# Task statement
Your response must be an exact transcription of the lines from the one containing "import scalaz.syntax.std.option._" through the final line of the data.

[Records from a data collection]
....................
PR #212, opened 2017-08-01
Better attributes controller logging

svillafe:
### Why do we need this? 

Currently, the update operation in dynamo fails we are not logging why. This PR introduces some logging.

### DIFF
--- a/membership-attribute-service/app/controllers/AttributeController.scala
+++ b/membership-attribute-service/app/controllers/AttributeController.scala
@@ -27,8 +27,11 @@ import services.{AttributesMaker, AuthenticationService, IdentityAuthService}
 import scala.concurrent.Future
 import scalaz.std.scalaFuture._
 import scalaz.syntax.std.option._
+
 import prodtest.Allocator._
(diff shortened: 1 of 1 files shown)


membership-attribute-service/app/controllers/AttributeController.scala
```diff
@@ -182,7 +185,7 @@ class AttributeController extends Controller with LoggingWithLogstashFields {
           RecurringContributionPaymentPlan = conSub.map(_.plan.name),
           MembershipJoinDate = memSub.map(_.startDate)
         )
-        res <- EitherT(tp.attrService.update(attributes).map(\/.right))
+        res <- EitherT(tp.attrService.update(attributes).map(_.disjunction)).leftMap(e => s"Dynamo failed to update the user attributes: $e")
```
lmath: If you get a left as a DynamoReadError, I think you want `DynamoReadError.describe(e)` ?

svillafe: Good catch @lmath, I will include this in a future PR.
....................
# Final answer
 import scalaz.syntax.std.option._
+
 import prodtest.Allocator._
(diff shortened: 1 of 1 files shown)


membership-attribute-service/app/controllers/AttributeController.scala
```diff
@@ -182,7 +185,7 @@ class AttributeController extends Controller with LoggingWithLogstashFields {
           RecurringContributionPaymentPlan = conSub.map(_.plan.name),
           MembershipJoinDate = memSub.map(_.startDate)
         )
-        res <- EitherT(tp.attrService.update(attributes).map(\/.right))
+        res <- EitherT(tp.attrService.update(attributes).map(_.disjunction)).leftMap(e => s"Dynamo failed to update the user attributes: $e")
```
lmath: If you get a left as a DynamoReadError, I think you want `DynamoReadError.describe(e)` ?

svillafe: Good catch @lmath, I will include this in a future PR.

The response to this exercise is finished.